Issue #3690, opened 2025-09-09
Slice op with arbitraty steps


notdanilo:
### Feature description

Support slice as described in
https://onnx.ai/onnx/operators/onnx__Slice.html

The current implementation only supports `steps=1` and `start <= end`.
We need to support arbitrary positive and negative steps, and also allow `start > end` for when we want to use `negative steps`.

### Feature motivation

Support more onnx models.

### Suggest a Solution

It was decided that the API will follow `ndarray`'s `s!` syntax.

```rust
tensor.slice(0..4); // start=0, end=4, step=1
tensor.slice(s![0..4; -1]); // start=3, end=-1, step=-1
tensor.slice(s![0..4; 2]); // start=0, end=4, step=2
tensor.slice(s![0..4; -2]); // start=3, end=-1, step=-2
tensor.slice(s![1..4; -1]); // start=2, end=-1, step=-1
```

laggui:
Just echoing from discord:

At the tensor API level it should be easy to add support by extending the slice macro to support steps, e.g.

```rust
// Slice with a step of 2
let slice = tensor.slice(s![0..; 2]); 
```

But then we need to change the backend tensor ops to have stepped ranges instead of just `Range`s, and make sure the implementations support it.

antimora:
I'll give a shot.

notdanilo:
@antimora that's great! I couldn't get any free time during the past weeks, so big thanks for the effort! :) Is the onnx import working for this?

antimora:
> [@antimora](https://github.com/antimora) that's great! I couldn't get any free time during the past weeks, so big thanks for the effort! :) Is the onnx import working for this?

Yes, the ONNX portion should also be working. I added step support for shapes as well. 

<img width="289" height="284" alt="Image" src="https://github.com/user-attachments/assets/eef88f98-f111-41c8-9da4-1d7635fafda2" />

Next I need to fix slice_assign with steps because it's required for slice with steps autodiff

PR #3748, opened 2025-09-19
Slice with steps

antimora:
## Pull Request Overview

This PR implements slice operations with step support for Burn tensors, addressing issue #3690. The feature enables strided slicing and reversing of tensor dimensions, similar to NumPy's advanced slicing capabilities.

### Checklist

### Related Issues/PRs

Fixes https://github.com/tracel-ai/burn/issues/3690

### Key Changes

- Extended the `s![]` macro to support step syntax (`s![range;step]`)
- Added `SliceInfo` struct to carry range and step information through the tensor operation pipeline
- Updated all backend implementations to handle stepped slicing (with fallbacks for unsupported backends)

### Testing

New tests and existing tests pass

### DIFF
--- a/crates/burn-tensor/src/tensor/ops/modules/conv.rs
+++ b/crates/burn-tensor/src/tensor/ops/modules/conv.rs
@@ -612,9 +612,9 @@ fn conv1d_weight_grad_no_groups<B: Backend>(
 
     if weight_grad.shape() != weight_shape {
         let slices = vec![
-            Slice::new(0_isize, Some(weight_shape.dims[0] as isize), 1),
-            Slice::new(0_isize, Some(weight_shape.dims[1] as isize), 1),
-            Slice::new(0_isize, Some(weight_shape.dims[2] as isize), 1),
+            Slice::from(0..weight_shape.dims[0]),
+            Slice::from(0..weight_shape.dims[1]),
+            Slice::from(0..weight_shape.dims[2]),
         ];
         weight_grad = B::float_slice(weight_grad, &slices);
     }
@@ -639,10 +639,10 @@ fn conv2d_weight_grad_no_groups<B: Backend>(
 
     if weight_grad.shape() != weight_shape {
         let slices = vec![
-            Slice::new(0_isize, Some(weight_shape.dims[0] as isize), 1),
-            Slice::new(0_isize, Some(weight_shape.dims[1] as isize), 1),
-            Slice::new(0_isize, Some(weight_shape.dims[2] as isize), 1),
-            Slice::new(0_isize, Some(weight_shape.dims[3] as isize), 1),
+            Slice::from(0..weight_shape.dims[0]),
+            Slice::from(0..weight_shape.dims[1]),
+            Slice::from(0..weight_shape.dims[2]),
+            Slice::from(0..weight_shape.dims[3]),
         ];
         weight_grad = B::float_slice(weight_grad, &slices);
     }
@@ -667,11 +667,11 @@ fn conv3d_weight_grad_no_groups<B: Backend>(
 
     if weight_grad.shape() != weight_shape {
         let slices = vec![
-            Slice::new(0_isize, Some(weight_shape.dims[0] as isize), 1),
-            Slice::new(0_isize, Some(weight_shape.dims[1] as isize), 1),
-            Slice::new(0_isize, Some(weight_shape.dims[2] as isize), 1),
-            Slice::new(0_isize, Some(weight_shape.dims[3] as isize), 1),
-            Slice::new(0_isize, Some(weight_shape.dims[4] as isize), 1),
+            Slice::from(0..weight_shape.dims[0]),
+            Slice::from(0..weight_shape.dims[1]),
+            Slice::from(0..weight_shape.dims[2]),
+            Slice::from(0..weight_shape.dims[3]),
+            Slice::from(0..weight_shape.dims[4]),
         ];
         weight_grad = B::float_slice(weight_grad, &slices);
     }
@@ -766,10 +766,10 @@ fn conv2d_weight_grad_groups<B: Backend>(
 
         if kernel_size_1_tmp != kernel_size_1 || kernel_size_2_tmp != kernel_size_2 {
             let slices = vec![
-                Slice::new(0_isize, Some(increment_co as isize), 1),
-                Slice::new(0_isize, Some(increment_ci as isize), 1),
-                Slice::new(0_isize, Some(kernel_size_1 as isize), 1),
-                Slice::new(0_isize, Some(kernel_size_2 as isize), 1),
+                Slice::from(0..increment_co),
+                Slice::from(0..increment_ci),
+                Slice::from(0..kernel_size_1),
+                Slice::from(0..kernel_size_2),
             ];
             weight_grad_tmp = B::float_slice(weight_grad_tmp, &slices);
         }
@@ -845,11 +845,11 @@ fn conv3d_weight_grad_groups<B: Backend>(
             || kernel_size_3_tmp != kernel_size_3
         {
             let slices = vec![
-                Slice::new(0_isize, Some(increment_co as isize), 1),
-                Slice::new(0_isize, Some(increment_ci as isize), 1),
-                Slice::new(0_isize, Some(kernel_size_1 as isize), 1),
-                Slice::new(0_isize, Some(kernel_size_2 as isize), 1),
-                Slice::new(0_isize, Some(kernel_size_3 as isize), 1),
+                Slice::from(0..increment_co),
+                Slice::from(0..increment_ci),
+                Slice::from(0..kernel_size_1),
+                Slice::from(0..kernel_size_2),
+                Slice::from(0..kernel_size_3),
             ];
             weight_grad_tmp = B::float_slice(weight_grad_tmp, &slices);
         }
@@ -889,9 +889,9 @@ fn conv_transpose1d_weight_grad_no_groups<B: Backend>(
     let grad_shape = weight_grad.shape();
     if grad_shape != weight_shape {
         let slices = vec![
-            Slice::new(0_isize, Some(weight_shape.dims[0] as isize), 1),
-            Slice::new(0_isize, Some(weight_shape.dims[1] as isize), 1),
-            Slice::new(0_isize, Some(weight_shape.dims[2] as isize), 1),
+            Slice::from(0..weight_shape.dims[0]),
+            Slice::from(0..weight_shape.dims[1]),
+            Slice::from(0..weight_shape.dims[2]),
         ];
         weight_grad = B::float_slice(weight_grad, &slices);
     }
@@ -917,10 +917,10 @@ fn conv_transpose2d_weight_grad_no_groups<B: Backend>(
     let grad_shape = weight_grad.shape();
     if grad_shape != weight_shape {
         let slices = vec![
-            Slice::new(0_isize, Some(weight_shape.dims[0] as isize), 1),
-            Slice::new(0_isize, Some(weight_shape.dims[1] as isize), 1),
-            Slice::new(0_isize, Some(weight_shape.dims[2] as isize), 1),
-            Slice::new(0_isize, Some(weight_shape.dims[3] as isize), 1),
+            Slice::from(0..weight_shape.dims[0]),
+            Slice::from(0..weight_shape.dims[1]),
+            Slice::from(0..weight_shape.dims[2]),
+            Slice::from(0..weight_shape.dims[3]),
         ];
         weight_grad = B::float_slice(weight_grad, &slices);
     }
@@ -946,11 +946,11 @@ fn conv_transpose3d_weight_grad_no_groups<B: Backend>(
     let grad_shape = weight_grad.shape();
     if grad_shape != weight_shape {
         let slices = vec![
-            Slice::new(0_isize, Some(weight_shape.dims[0] as isize), 1),
-            Slice::new(0_isize, Some(weight_shape.dims[1] as isize), 1),
-            Slice::new(0_isize, Some(weight_shape.dims[2] as isize), 1),
-            Slice::new(0_isize, Some(weight_shape.dims[3] as isize), 1),
-            Slice::new(0_isize, Some(weight_shape.dims[4] as isize), 1),
+            Slice::from(0..weight_shape.dims[0]),
+            Slice::from(0..weight_shape.dims[1]),
+            Slice::from(0..weight_shape.dims[2]),
+            Slice::from(0..weight_shape.dims[3]),
+            Slice::from(0..weight_shape.dims[4]),
         ];
         weight_grad = B::float_slice(weight_grad, &slices);
     }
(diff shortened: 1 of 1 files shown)


crates/burn-cubecl/src/kernel/index/slice.rs
```diff
@@ -99,3 +99,114 @@ pub(crate) fn slice_on_output<R: CubeRuntime, E: CubeElement>(
 
     output
 }
+
+/// Kernel for slicing with steps
+#[cube(launch_unchecked)]
+fn slice_with_steps_kernel<E: CubePrimitive>(
+    input: &Tensor<E>,
+    output: &mut Tensor<E>,
```
wingertge: These should be `&LinearView<E>` and `&mut LinearView<E, ReadWrite>` respectively to avoid any layout issues. you can construct the launch arg by just using `linear_view(&tensor, &line_size)`.

crates/burn-router/src/ops/op_float.rs
```diff
@@ -514,12 +516,22 @@ impl<R: RunnerChannel> FloatTensorOps<Self> for BackendRouter<R> {
...
+            .iter()
+            .map(|info| {
+                let len = info.range.end - info.range.start;
+                if info.step.unsigned_abs() == 1 {
+                    len
+                } else {
+                    len.div_ceil(info.step.unsigned_abs())
+                }
+            })
+            .collect();
```
wingertge: This shape calculation is repeated a lot, I think it should be a shared utility similar to the convolution output size

antimora: Refactored into a single central function with good amount of tests.

wingertge (commented):
I totally missed the complex indexing in the kernel, so my suggestion for linear view wasn't quite right. It's a bit complicated and uses more advanced cubecl features so I just refactored the kernel myself. I did this slice refactor before but stashed during testing and forgot to re-apply the stash.
Still need to fix the remaining lint issues but looks good otherwise.

crates/burn-tensor/src/tensor/api/base.rs
```diff
@@ -1178,10 +1191,19 @@ where
...
+        let slice_infos = ranges.into_slice_infos(self.shape());
 
+        // Extract ranges for validation as an array
+        let ranges: [Range<usize>; D2] = slice_infos
+            .iter()
+            .map(|s| s.range.clone())
+            .collect::<Vec<_>>()
+            .try_into()
+            .unwrap();
         check!(TensorCheck::slice::<D, D2>(&self.shape(), &ranges));
```
laggui: We don't need to collect an array of ranges just for the check. We should update the check to use `Slice`s instead, it only checks the start/end bounds.

crates/burn-tensor/src/tensor/api/base.rs
```diff
@@ -2638,7 +2660,14 @@ pub trait BasicOps<B: Backend>: TensorKind<B> {
         ranges: &[Range<usize>],
```
laggui: We should eventually standardize all slice APIs to work with steps

crates/burn-tensor/src/tensor/api/base.rs
```diff
@@ -2663,10 +2692,21 @@ pub trait BasicOps<B: Backend>: TensorKind<B> {
     /// with static dispatch. It is not designed for direct usage by users, and not recommended to import
     /// or use this function directly.
     fn slice_dim(tensor: Self::Primitive, dim: usize, range: &Range<usize>) -> Self::Primitive {
```
laggui: Same (future work)

crates/burn-tensor/src/tensor/api/base.rs
```diff
@@ -3558,33 +3600,132 @@ pub trait RangeArg {
     fn into_range(self, shape_dim: usize) -> Range<usize>;
 }
 
-impl<T: Into<Slice>> RangeArg for T {
+// Slice already has an into_range method, so we just delegate to it
+// But we need to use the full path to avoid ambiguity
+impl RangeArg for Slice {
```
laggui: Hmm why explicitly implement for each type instead of the blanket implementation?

crates/burn-tensor/src/tensor/api/base.rs
```diff
@@ -3558,33 +3600,132 @@ pub trait RangeArg {
...
+    /// Converts into a set of SliceInfo structs for backends that support steps
+    fn into_slice_infos(self, shape: Shape) -> [SliceInfo; D2];
 }
 
-impl<const D2: usize, T: Into<Slice>> RangesArg<D2> for [T; D2] {
+impl<const D2: usize, T: Into<Slice> + Clone> RangesArg<D2> for [T; D2] {
     fn into_ranges(self, shape: Shape) -> [Range<usize>; D2] {
         // clamp the ranges to the shape dimensions
         let ranges = self
+            .clone()
```
laggui: Why `+ Clone` when `into_ranges` takes ownership and consumes itself?

crates/burn-tensor/src/tensor/api/base.rs
```diff
@@ -3558,33 +3600,132 @@ pub trait RangeArg {
...
+            .into_iter()
+            .enumerate()
+            .map(|(i, range)| range.into().to_slice_info(shape.dims[i]))
+            .collect::<Vec<_>>();
+        infos.try_into().unwrap()
+    }
 }
 
-impl<T: Into<Slice>> RangesArg<1> for T {
+impl<T: Into<Slice> + Clone> RangesArg<1> for T {
```
laggui: Same

crates/burn-tensor/src/tensor/api/slice.rs
```diff
@@ -1,11 +1,92 @@
...
 use core::ops::{Range, RangeFrom, RangeFull, RangeInclusive, RangeTo, RangeToInclusive};
 
+/// Information about a slice operation including range and step.
+#[derive(Clone, Debug, PartialEq, Hash, serde::Serialize, serde::Deserialize)]
+pub struct SliceInfo {
+    /// The range of indices to select
+    pub range: Range<usize>,
+    /// The step between selected elements (default: 1)
+    pub step: isize,
+}
```
laggui: Instead of introducing a new type, we should use the `Slice` struct which already captures this info with `start`, `end` and now `step` which you have added.

It was initially added for the `s!` slice macro support but it should be the type to represent slices all around.

crates/burn-tensor/src/tensor/api/slice.rs
```diff
@@ -16,11 +97,36 @@ use core::ops::{Range, RangeFrom, RangeFull, RangeInclusive, RangeTo, RangeToInc
...
+    [] => {
+        compile_error!("Empty slice specification")
+    };
+
+    // Single expression with step
+    [$range:expr; $step:expr] => {
+        {
+            #[allow(clippy::reversed_empty_ranges)]
+            {
+                $crate::SliceWithStep::from_range_and_step($range, $step)
```
laggui: And instead of another `SliceWithStep` struct, we can provide methods on `Slice`, e.g.:
- `Slice::new(start, end, step)`
- `Slice::from_range_stepped(range, step)`

which should cover all supported slice types creation (on top of the existing `From` implementations for all range types).

We can also get rid of the `StepValue` trait, and have the `step: S` require `num_trait::PrimInt` which is implemented for all primitive ints and provides `to_isize()` conversion.

crates/burn-autodiff/src/ops/tensor.rs
```diff
@@ -1170,22 +1170,26 @@ impl<B: Backend, C: CheckpointStrategy> FloatTensorOps<Self> for Autodiff<B, C>
             }
         }
 
+        // Convert slice_infos to ranges for backward compatibility in State
+        let ranges: Vec<core::ops::Range<usize>> =
+            slice_infos.iter().map(|s| s.range.clone()).collect();
+
```
laggui: This makes the code compile since stepped slices wasn't added to `slice_assign`, but the backward pass needs to place gradients back into the original tensor at the same stepped positions.

The result will be incorrect. We should add an autodiff test specifically for that to make sure the results are correct.

laggui:
Regarding autodiff, here is a test w/ expected result that should pass:

```rust
#[test]
fn should_diff_matmul_with_slice_stepped() {
    use burn_tensor::s;
    let data_1 = TensorData::from([[1.0, 7.0], [100.0, 100.0], [2.0, 3.0], [100.0, 100.0]]);
    let data_2 = TensorData::from([[4.0, 100.0, 7.0, 100.0], [2.0, 100.0, 3.0, 15.0]]);

    let tensor_1 = TestAutodiffTensor::<2>::from_data(data_1, &device).require_grad();
    let tensor_2 = TestAutodiffTensor::from_data(data_2, &device).require_grad();

    let tensor_3 = tensor_1.clone().slice(s![0..;2, 0..2]); // [[1., 7.], [2., 3.]]
    let tensor_4 = tensor_2.clone().slice(s![0..2, 0..;2]); // [[4., 7.], [2., 3.]]
    let tensor_5 = tensor_3.clone().matmul(tensor_4);
    let grads = tensor_5.backward();

    let grad_2 = tensor_2.grad(&grads).unwrap();

    grad_1.to_data().assert_eq(
        &TensorData::from([[11., 5.], [0., 0.], [11., 5.], [0., 0.]]),
        false,
    );
    grad_2.to_data().assert_eq(
        &TensorData::from([[3., 0., 3., 0.], [10., 0., 10., 0.]]),
        false,
    );
}
```

crates/burn-tensor/src/tensor/api/slice.rs
antimora: Removed SliceInfo

crates/burn-tensor/src/tensor/api/slice.rs
antimora: Removed SliceWithStep

crates/burn-autodiff/src/ops/tensor.rs
antimora: Panicking when step != 1 for autodiff

crates/burn-tensor/src/tensor/api/base.rs
```diff
@@ -2585,16 +2644,21 @@ pub trait BasicOps<B: Backend>: TensorKind<B> {
...
+    fn slice(tensor: Self::Primitive, slices: &[Slice]) -> Self::Primitive;
 
-    ///  Assigns the given value to the tensor elements corresponding for the given ranges.
+    ///  Assigns the given value to the tensor elements corresponding to the given slice infos.
     ///
     /// # Arguments
     ///
     /// * `tensor` - The tensor.
-    /// * `ranges` - The ranges of the elements to select.
+    /// * `slice_infos` - The slice information for elements to assign.
```
laggui:
```suggestion
    /// * `slices` - The slice information for elements to assign.
```

crates/burn-tensor/src/tensor/api/base.rs
```diff
@@ -2618,12 +2682,12 @@ pub trait BasicOps<B: Backend>: TensorKind<B> {
     /// # Arguments
     ///
     /// * `tensor` - The tensor.
-    /// * `ranges` - The ranges of the elements to fill.
+    /// * `slice_infos` - The slice information containing ranges and steps for each dimension.
```
laggui:
```suggestion
    /// * `slices` - The slice information containing ranges and steps for each dimension.
```

crates/burn-tensor/src/tensor/api/base.rs
```diff
@@ -2633,25 +2697,28 @@ pub trait BasicOps<B: Backend>: TensorKind<B> {
...
 
-    /// Slices the tensor along a given dimension with the specified range.
+    /// Slices the tensor along a given dimension.
     ///
     /// # Arguments
     ///
     /// * `tensor` - The tensor to slice.
     /// * `dim` - The dimension along which to slice.
-    /// * `range` - The range of indices to slice along the specified dimension.
+    /// * `slice_info` - The slice information containing range and step.
```
laggui, line 2721:
```suggestion
    /// * `slice` - The slice information containing range and step.
```

crates/burn-tensor/src/tensor/ops/bool_tensor.rs
```diff
@@ -124,12 +124,12 @@ pub trait BoolTensorOps<B: Backend> {
     /// # Arguments
     ///
     /// * `tensor` - The tensor.
-    /// * `ranges` - The ranges to get the values from.
+    /// * `slice_infos` - The slice information including ranges and steps.
```
laggui:
```suggestion
    /// * `slices` - The slice information including ranges and steps.
```

crates/burn-tensor/src/tensor/ops/int_tensor.rs
```diff
@@ -78,12 +78,12 @@ pub trait IntTensorOps<B: Backend> {
     /// # Arguments
     ///
     /// * `tensor` - The tensor.
-    /// * `indices` - The indices.
+    /// * `slice_infos` - The slice information including ranges and steps.
```
laggui:
```suggestion
    /// * `slices` - The slice information including ranges and steps.
```

crates/burn-tensor/src/tensor/ops/modules/conv.rs
```diff
@@ -929,16 +945,14 @@ fn conv_transpose3d_weight_grad_no_groups<B: Backend>(
...
-                0..weight_shape.dims[3],
-                0..weight_shape.dims[4],
-            ],
-        );
+        let slice_infos = vec![
+            Slice::new(0_isize, Some(weight_shape.dims[0] as isize), 1),
+            Slice::new(0_isize, Some(weight_shape.dims[1] as isize), 1),
+            Slice::new(0_isize, Some(weight_shape.dims[2] as isize), 1),
+            Slice::new(0_isize, Some(weight_shape.dims[3] as isize), 1),
+            Slice::new(0_isize, Some(weight_shape.dims[4] as isize), 1),
```
laggui: Could have used `Slice::from(range)` or `range.into()` but that's also fine

crates/burn-tensor/src/tensor/ops/qtensor.rs
```diff
@@ -278,17 +277,17 @@ pub trait QTensorOps<B: Backend> {
...
     ) -> QuantizedTensor<B>;
 
-    /// Select tensor elements corresponding for the given ranges.
+    /// Select tensor elements corresponding for the given slice infos.
     ///
     /// # Arguments
     ///
     /// * `tensor` - The tensor to select from.
-    /// * `ranges` - The ranges to select.
+    /// * `slice_infos` - The slice infos specifying ranges and steps.
```
laggui:
```suggestion
    /// * `slices` - The slice infos specifying ranges and steps.
```

crates/burn-tensor/src/tensor/ops/tensor.rs
```diff
@@ -473,12 +473,12 @@ pub trait FloatTensorOps<B: Backend> {
     /// # Arguments
     ///
     /// * `tensor` - The tensor to select from.
-    /// * `ranges` - The ranges to select.
+    /// * `slice_infos` - The slice information including ranges and steps.
```
laggui:
```suggestion
    /// * `slices` - The slice information including ranges and steps.
```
————
Filter the records for lines containing the word "import" and copy each one.

@antimora that's great! I couldn't get any free time during the past weeks, so big thanks for the effort! :) Is the onnx import working for this?
> [@antimora](https://github.com/antimora) that's great! I couldn't get any free time during the past weeks, so big thanks for the effort! :) Is the onnx import working for this?
     /// with static dispatch. It is not designed for direct usage by users, and not recommended to import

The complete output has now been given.